**Aim of the exercise**
Only the lines containing "keys" belong in the answer; find them in the material below.

**Supplied entries**
◇ ◇ ◇ ◇ ◇
PR #374, opened 2021-03-12
fix: make JS files take precedence over TS files with the same name

eduardoboucas:
**- Summary**

When we started introducing support for TS files, the goal was for them to take precedence over JS functions with the same name. This was the case when the functions were in a sub-directory (e.g. `functions/sub-dir/function.js` vs. `functions/sub-dir/function.ts`). Unfortunately, this wasn't the case when the functions were at the root level (e.g. `functions/function.js` vs `functions/function.ts`). This PR addresses that.

**- Test plan**

- Added test to assert that `.js` files take precedence over `.ts` files
- Added test to assert that  `.js` files take precedence over `.zip` files (I verified this was the current behaviour) before we introduced these changes

fix: make JS files take precedence over TS files with the same name

images


tests/main.js
```diff
@@ -402,11 +402,11 @@ testBundlers(
     t.deepEqual(
       functions,
       [
-        { name: 'test', mainFile: 'test.js', runtime: 'js', extension: '.js' },
```
eduardoboucas, line 405: This changes the order of these files once again. 😞

tests/main.js
```diff
@@ -402,8 +402,8 @@ testBundlers(
...
         { name: 'test', mainFile: 'test.zip', runtime: 'js', extension: '.zip' },
+        { name: 'test', mainFile: 'test.js', runtime: 'js', extension: '.js' },
```
eduardoboucas, line 406: The reason for this changing is that we're now prioritising `.js` files over `.zip` files, which was the existing behaviour before #364.

src/runtimes/node/finder.js
```diff
@@ -6,19 +6,42 @@ const locatePath = require('locate-path')
...
   // eslint-disable-next-line fp/no-mutating-methods
-  const sortedFunctions = functions
-    .filter(Boolean)
-    .sort((fA, fB) => Number(fA.stat.isDirectory()) - Number(fB.stat.isDirectory()))
+  const sortedFunctions = functions.filter(Boolean).sort((fA, fB) => {
+    // We first sort the functions array to put directories first. This is so
+    // that `{name}/{name}.js` takes precedence over `{name}.js`.
+    const directorySort = Number(fA.stat.isDirectory()) - Number(fB.stat.isDirectory())
+
+    if (directorySort) {
```
ehmicky, line 33:
```suggestion
    if (directorySort !== 0) {
```

Should we explicit about the typecasting?

ehmicky (approved):

src/runtimes/node/finder.js
eduardoboucas: Done in https://github.com/netlify/zip-it-and-ship-it/pull/374/commits/4e6e530a5e1d417baf4a566e52f89d87899b5c05.

eduardoboucas: (Oh, just realised you made an actual suggestion which I could've committed directly!)

PR #376, opened 2021-03-12
feat!: add config property

eduardoboucas:
**- Summary**

This PR introduces a `config` property that can be passed to both `zipFunction` and `zipFunctions`. This is an object where keys are glob-like expressions and values are configuration objects, which will be passed to each function whose name matches the glob.

This property will enable the functions configuration API, and it will be supplied by `@netlify/build`.

Currently, the following properties are pulled from this object:

- `jsExternalModules`
- `jsIgnoredModules`

Expressions are sorted based on the wildcards that they use. For example, a function named `netlify` is matched by `net*`, `netli*` and `netlify`, but they have different levels of precedence, according to how close the expression is to the actual function name. An exact match is the highest level of precedence.

When multiple configuration objects match a function, they will be deep-merged (and arrays will be concatenated). For example, take the following `config` object:

```json
{
  "net*": {
    "imaginaryProperty": 1,
    "jsExternalModules": ["one"]
  },
  "netli*": {
    "imaginaryProperty": 2,
    "jsExternalModules": ["two"]
  },
  "netlify": {
    "imaginaryProperty": 3,
    "jsExternalModules": ["three"]
  }
}
```

When applied to a function named `netlify`, the resulting configuration object will be:

```json
{
  "imaginaryProperty": 3,
  "jsExternalModules": ["one", "two", "three"]
}
```

**- Test plan**

Tests added.

feat: add config property

ss-160826-twip-05_8cf6d4cb83758449fd400c7c3d71aa1f fit-760w


package.json
```diff
@@ -63,6 +63,8 @@
     "junk": "^3.1.0",
     "locate-path": "^5.0.0",
     "make-dir": "^3.1.0",
+    "merge-options": "^3.0.4",
+    "minimatch": "^3.0.4",
```
ehmicky, line 67: `minimatch` is unmaintained.
Should we use a different library, e.g. https://github.com/micromatch/micromatch / https://github.com/mrmlnc/fast-glob ?

src/zip.js
```diff
@@ -85,16 +80,15 @@ const zipFunction = async function (
...
 
-  const { extension, filename, mainFile, runtime, srcDir, stat } = functions.values().next().value
+  const { config, extension, filename, mainFile, runtime, srcDir, stat } = functions.values().next().value
   const pluginsModulesPath =
     defaultModulesPath === undefined ? await getPluginsModulesPath(srcPath) : defaultModulesPath
 
   await makeDir(destFolder)
 
   const zipResult = await runtime.zipFunction({
+    config,
```
ehmicky, line 90: We should make a major release for this PR since it is technically a breaking change.
Should we release #373 at the same time?

package.json
eduardoboucas: I chose `minimatch` because `micromatch` is like three times larger. `fast-glob` uses `micromatch` itself. But you're right, the state of `minimatch` doesn't look good.

src/config.js
```diff
@@ -0,0 +1,33 @@
...
+  const matches = Object.keys(config)
+    .filter((expression) => minimatch(func.name, expression))
+    .map((expression) => {
+      const wildcardCount = [...expression].filter((char) => char === '*').length
+
+      // The weight increases with the number of hardcoded (i.e. non-wildcard)
+      // characters — e.g. "netlify" has a higher weight than "net*". We do a
+      // subtraction of 1 if there is at least one wildcard character, so that
+      // "netlify" has a higher weight than "netlify*".
+      const weight = expression.length - wildcardCount - (wildcardCount ? 1 : 0)
```
ehmicky, line 20:
```suggestion
      const weight = expression.length - wildcardCount - (wildcardCount !== 0 ? 1 : 0)
```

src/config.js
```diff
@@ -0,0 +1,33 @@
...
+
+      return {
+        expression,
+        weight,
+      }
+    })
+    .sort((fA, fB) => fA.weight - fB.weight)
```
ehmicky, line 27: When two functions have the same `weight`, should we sort them according to a second criteria?

src/config.js
```diff
@@ -0,0 +1,33 @@
...
+    .map(({ expression }) => config[expression])
+
+  return mergeOptions.apply({ concatArrays: true }, matches)
```
ehmicky, line 30: Will the `config` option include nested objects? If not, would a shallow merge work `Object.assign({}, ...matches)`?

Also, do we want to concatenate arrays instead of overriding? I think some users might expect simple overrides. Also, this removes the possibility for one globbing pattern to "undo" an array property from another globbing pattern.

src/config.js
eduardoboucas: When they have the same weight, we return `0` in the sorting function, which leaves the elements unchanged. Do you feel that is not sufficient?

src/zip.js
eduardoboucas: Yes, good call!

package.json
ehmicky: We can maybe choose another library than both of those.
But in general, I think the fact it has been mostly unmaintained for 4 years might become a problem: bugs and security fixes are not being applied, new Node.js major releases might break, etc.

src/config.js
ehmicky: Is the original sorting order based on the return value from `fs.readdir()`?

Since the sorting order is significant due to the merging, I am wondering whether we should have a more explicit/defined second sorting order?

src/config.js
eduardoboucas: > Will the config option include nested objects?

I believe it will, yes. We've discussed the ability to define an `environment` object in the configuration objects, which would need to be deep-merged.

> Also, do we want to concatenate arrays instead of overriding? I think some users might expect simple overrides. Also, this removes the possibility for one globbing pattern to "undo" an array property from another globbing pattern.

In the case of external/ignored modules specifically, I think it's important that we concatenate. Imagine that the Next.js plugin specifies an array of external modules for all the plugin-generated functions. If you then add your own modules in the config, you would be unknowingly overriding what the plugin has defined and potentially breaking the build.

In general, I'd say that if someone defined a module as external, there's a specific reason behind it and we should be careful about overriding that behaviour. If we do think it's important that an expression is able to unset an external module defined by a less-specific glob, I would rather use the `!` notation (e.g. `externalModules: ["one", "!two"]`).

What do you think?

package.json
eduardoboucas: You're right. I'll make the change.

ehmicky: Also: we use `minimatch` in `@netlify/cache-utils`, `netlify-cli` (indirectly) and `@netlify/git-utils` (directly), so this would not change a difference in npm package size when `@netlify/zip-it-and-ship-it` is included in one of those. 
(Also this might provide with consistency)

src/config.js
eduardoboucas: > Is the original sorting order based on the return value from fs.readdir()?

The original sorting order is defined by the order of the keys of the configuration object.

(We're comparing expression objects, not functions,  which made me realise that the `fA` and `fB` variable names are misleading. I'll update that.)

As for a second sorting order, what do you have in mind?

package.json
ehmicky: (Note: I meant `micromatch` above, editing my comment)

`minimatch` works :+1:

src/config.js
ehmicky: The order of the keys of the configuration object sounds like a good "second" sorting order, what do you think? This is probably what the user would expect.

If this is the current behavior, then we're good :+1:

src/config.js
ehmicky: Yes, this makes sense (on both points). :+1:

I am assuming `!` is already handled thanks to the globbing library, is that correct?

src/zip.js
ehmicky: I updated the title of the PR to add `!` for conventional commits.

src/config.js
eduardoboucas: Agreed! 👍🏻

src/config.js
eduardoboucas: > I am assuming ! is already handled thanks to the globbing library, is that correct?

Not yet. The globbing libary will operate on the function expressions alone, not on the values of the configuration properties. If we want to introduce support for the `!` syntax, we'll need to handle that ourselves.

ehmicky: Should we create an issue to follow-up on this?

ehmicky (approved):

src/config.js
eduardoboucas: Yes! https://github.com/netlify/zip-it-and-ship-it/issues/381

README.md
```diff
@@ -88,30 +88,34 @@ Maximum number of Functions to bundle at the same time.
...
+
+An object matching glob-like expressions to objects containing configuration properties. Whenever a function name
+matches one of the expressions, it inherits the configuration properties.
 
-_Type_: `array<string>`\
-_Default value_: `[]`
+The following properties are accepted:
 
-List of Node modules to include separately inside a node_modules directory.
+- `jsExternalModules`
```
ehmicky, line 108: Should we consider renaming those properties (in a separate PR) to match how they are called in `@netlify/config`?

eduardoboucas: > Should we consider renaming those properties (in a separate PR) to match how they are called in `@netlify/config`?

You mean the camel case vs. snake case difference? In https://github.com/netlify/build/pull/2414 I had Build doing the translation. Do you think ZISI should just handle the snake case properties?

ehmicky: No, it probably should keep using camelCase.
I meant, the new names suggested here: https://github.com/netlify/build/pull/2390#issuecomment-799535006

eduardoboucas: > No, it probably should keep using camelCase.
> 
> I meant, the new names suggested here: https://github.com/netlify/build/pull/2390#issuecomment-799535006

Ah, yes! Definitely. I was just waiting for a 👍/👎 from @verythorough before making the change.

eduardoboucas:
@ehmicky FYI I've renamed the properties in https://github.com/netlify/zip-it-and-ship-it/pull/376/commits/5e361419896892546f3b50b3bba5764a36b7a7ba.

src/config.js
erezrokah: > In general, I'd say that if someone defined a module as external, there's a specific reason behind it and we should be careful about overriding that behaviour. If we do think it's important that an expression is able to unset an external module defined by a less-specific glob, I would rather use the `!` notation (e.g. `externalModules: ["one", "!two"]`).

I think the negate approach is a bit problematic since users won't have any idea what external modules will be added by plugins, so they won't know which ones to negate.

How about a `force` syntax like we have with `redirects`?
This can work at a single property level (e.g. to avoid array concatenation) and at a glob pattern level (to avoid a merge).

erezrokah (approved):
This looks great.
I have one small comment about merging/concatenation of properties/arrays. I don't think it's a blocker for this PR, but I think we should give it some thought.

eduardoboucas:
Thanks @erezrokah!

> I think the negate approach is a bit problematic since users won't have any idea what external modules will be added by plugins, so they won't know which ones to negate.
>
> How about a force syntax like we have with redirects?
> This can work at a single property level (e.g. to avoid array concatenation) and at a glob pattern level (to avoid a merge).

That makes sense. Would you mind adding that feedback in https://github.com/netlify/zip-it-and-ship-it/issues/381?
◇ ◇ ◇ ◇ ◇
**Result**
This PR introduces a `config` property that can be passed to both `zipFunction` and `zipFunctions`. This is an object where keys are glob-like expressions and values are configuration objects, which will be passed to each function whose name matches the glob.
+  const matches = Object.keys(config)
The original sorting order is defined by the order of the keys of the configuration object.
ehmicky: The order of the keys of the configuration object sounds like a good "second" sorting order, what do you think? This is probably what the user would expect.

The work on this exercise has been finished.